25 Sep 2013 19:27 GMT
A few years ago I was talking to Michael Blastland about uncertainty. If you don't know Michael, he's an author and journalist who has a particular gift for explaining statistics in a way that people who normally fear numbers not only understand, but even enjoy.
Michael had been writing an article for his Go Figure column on the BBC website about the representation of uncertainty in charts and tables. He was making the point that many of the methods used to present data in mainstream media do not represent the statistical uncertainty that surrounds estimated values, and that this can lead to the appearance of trends or patterns that may not in fact exist.
He was looking for a way to visually illustrate this uncertainty, to give people a sense of the range of possible values that a set of estimates can represent, and to show how misleading a single set of values can sometimes be when they are presented as if there was nothing uncertain about them. For his column, the BBC produced a Flash animation that visually illustrated the concept of uncertainty, but Michael said he was still looking for a way to more directly reflect the scale of the potential variation in a given set of data.
One way to visually describe the uncertainty surrounding a set of estimates is to use error bars. The following chart shows estimates of net inward migration to the UK based on the International Passenger Survey (IPS) over the last fifteen years.
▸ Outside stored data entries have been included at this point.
PR #4104, opened 2019-08-16
Fix syncing logic for reverting - Closes #4103

### LINKED ISSUE #4103: Syncing should revert a block when loading from network failed
### Expected behavior
Syncing should revert the block when it fails to load blocks from the network, but not when it fails to process.

https://github.com/LiskHQ/lisk-sdk/blob/v1.6.0/framework/src/modules/chain/submodules/blocks/process.js#L254-L343

### Actual behavior

Behavior is opposite. It reverts a block when it fails to process, but it does not revert on the network load fails.

### Steps to reproduce
Build a blockchain in a network, and connect to another network with the same dataset.

2.2-

shuse2:
### What was the problem?
When the chain is on fork, it doesn't rollback if it fails to fetch block from network, instead it rolls back when it fails to process

### How did I solve it?
Move the logic to the network fail.

### How to manually test it?
Build some blockchain data (around height 100), and connect to different network.

### Review checklist

- [ ] The PR resolves #4103 

### DIFF
--- a/framework/src/modules/chain/loader.js
+++ b/framework/src/modules/chain/loader.js
@@ -370,7 +370,10 @@ class Loader {
 				failedAttemptsToLoad += 1;
 				// eslint-disable-next-line no-await-in-loop
 				await this._handleCommonBlockError(err);
-				this.logger.warn({ error: err });
+				this.logger.warn(
+					{ error: err },
+					'Failed to load blocks from the network.',
+				);
 			}
 		}
 	}
@@ -391,7 +394,6 @@ class Loader {
 				);
 			}
 		}
-		this.logger.warn({ error }, 'Failed to load blocks from the network.');
 	}
 }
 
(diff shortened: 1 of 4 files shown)


framework/src/modules/chain/loader.js
```diff
@@ -385,24 +355,49 @@ class Loader {
...
-					failedAttemptsToLoad += 1;
-					this.logger.error(convertErrorsToString(err));
-				}
+				failedAttemptsToLoad += 1;
+				this.logger.error(convertErrorsToString(err));
 			}
 		}
 	}
+
+	async _handleBlocksFromNetworkError(error) {
```
4miners: This function is triggering chain recovery, the name is confusing and doesn't reflect the behavior. Also, with this logic, we have nested try-catch block (3 levels). Can we refactor this in a better way?

shuse2: yes, i found a bug in this way, so im gonna clean it up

The dark blue bars represent the central estimate of net migration in each calendar year, while the light blue bars indicate the margin of error surrounding the estimate.
The margin of error reflects the 95% confidence interval for the estimate, which means there is a 95% chance that the actual value is within the range shown by the error bar and a 5% chance that it is outside this range. The size of the error bar is determined by the size of the sample on which the estimate is based.
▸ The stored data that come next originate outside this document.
PR #4109, opened 2019-08-16
Syncing halted due to block max payload size exceeded - Closes #4083

### LINKED ISSUE #4083: PeerPool removePeer should allow code or reason as parameter

jondubois:
### What was the problem?

The payload limit was too low.

### How did I solve it?

- Increased the message payload limit.
- Added separate limits for PeerInfo and PeerInfoLists.
- Allow user to configure all these limits from config file.

### How to manually test it?

Run tests

### Review checklist

- [ ] The PR resolves #4083


elements/lisk-p2p/src/validation.ts
```diff
@@ -117,19 +123,33 @@ export const validatePeerInfo = (rawPeerInfo: unknown): P2PPeerInfo => {
 
 	const { ip, ...peerInfoUpdated } = peerInfo;
 
+	const byteSize = getByteSize(peerInfoUpdated);
```
ishantiw: I think we can move this check right at the beginning of `validatePeerInfo` function before going into all the validations or transformation of `peerInfo`

elements/lisk-p2p/src/p2p.ts
```diff
@@ -779,18 +788,17 @@ export class P2P extends EventEmitter {
 			.minimumPeerDiscoveryThreshold
 			? this._config.minimumPeerDiscoveryThreshold
 			: DEFAULT_MIN_PEER_DISCOVERY_THRESHOLD;
-		const maximumPeerDiscoveryResponseSize = this._config
-			.maximumPeerDiscoveryResponseSize
-			? this._config.maximumPeerDiscoveryResponseSize
-			: DEFAULT_MAX_PEER_DISCOVERY_RESPONSE_SIZE;
+		const peerDiscoveryResponseLength = this._config.peerDiscoveryResponseLength
```
mitsujutsu: I think we can leave `maximum` in the name here, as it describes the maximum and not the actual response length.

elements/lisk-p2p/src/peer_pool.ts
```diff
@@ -429,6 +431,9 @@ export class PeerPool extends EventEmitter {
 			ackTimeout: this._peerPoolConfig.ackTimeout,
 			wsMaxMessageRate: this._peerPoolConfig.wsMaxMessageRate,
 			wsMaxMessageRatePenalty: this._peerPoolConfig.wsMaxMessageRatePenalty,
+			maxPeerDiscoveryResponseLength: this._peerPoolConfig
```
mitsujutsu: Does peer need to know this?

elements/lisk-p2p/src/p2p.ts
jondubois: @mitsujutsu I separated those two. I renamed the variables. The max length of the peer list that we accept from peers can be different from the length that we provide to peers. I'm worried that if we don't separate those it could make updates more difficult in the future.

elements/lisk-p2p/src/peer_pool.ts
jondubois: The validation function which needs it is inside the peer list. It's a pure function so we can't pass it in another way.

elements/lisk-p2p/src/validation.ts
jondubois: Ok. I changed it so that it just removes peers that are too large from the list when validating the list instead of rejecting the entire list if just one peer is too big. So then I was able to implement it as you recommend.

One weakness of error bars is that because the upper and lower bounds of the confidence intervals show a similar trend to the central estimates, they tend to visually reinforce the pattern already apparent in the chart, when their purpose is to illustrate to what extent the chart might have shown a different pattern.
Error bars may be the best you can do on a printed chart, but the web creates more interesting possibilities. An alternative approach is to animate the uncertainty in the chart to show how else it might have looked, given the margin of error associated with each value. You can see this idea in action in this visualisation.
Try it for a little bit, then come back when you're done.
How it works
At the start, the chart shows the actual IPS estimate of net migration in each year represented as a dark blue bar — just as in the static chart above. When you click on the chart, the code randomly generates a new set of estimates based on the observed value for each year and its associated margin of error. It then transitions to the new data, waits one and a half seconds, and does the whole thing again. The randomised estimates are shaded light blue to distinguish them from the observed estimates. The loop continues until you click on the chart again and it returns to its initial state.
In each randomised version of the chart, the values represent what the estimate of net migration could also have been in each year, given the margin of error. The randomised values are drawn from probability distributions that reflect the degree of uncertainty associated with each estimate, based on the sample size, so over the long-term the values for each year will tend to cluster around the observed estimate for that year and can only vary in their distance from that estimate with the frequency that the margin of error allows. Each randomised chart therefore represents an alternative version of the original chart that shows how else it might have looked, given a different set of random samples from the same populations.1
The net migration estimates in the chart are the unadjusted IPS estimates of long-term international migration.2 These differ slightly from the final adjusted migration estimates, which are the figures you see quoted in the press. The final estimates are based on the IPS estimates, but they are adjusted to take account of certain types of migration that the IPS doesn't pick up, such as asylum seekers, people migrating for longer or shorter than they thought they would, and migration over land to and from Northern Ireland. Because it is difficult to quantify the uncertainty around these adjustments, confidence intervals can only be properly calculated for the survey-based estimates, which is why I have used them here.
This method of representing the uncertainty around estimated values is only valid if the estimates are independent of one another. IPS estimates of net migration in discrete twelve month periods are based on independent samples, so they can be represented in this way. It would not be valid to do the same thing using the estimates of net migration for the years ending each subsequent quarter.
The chart was built using d3. The starting point was example code from Scott Murray's wonderful book on d3 for data visualisation. This is my first attempt at using d3 and the code is tailored to this specific example. It does not generalise well to other data in its current state — it can't represent negative values, for example. My aim is to extend this code into a general-purpose reusable chart for displaying uncertain data that is normally distributed, based on independent samples, with known standard errors.
1. For geeks, the randomised values are normal random variables with a mean equal to the observed estimate and a standard deviation equal to the standard error implied by the published 95% confidence interval for the observed estimate.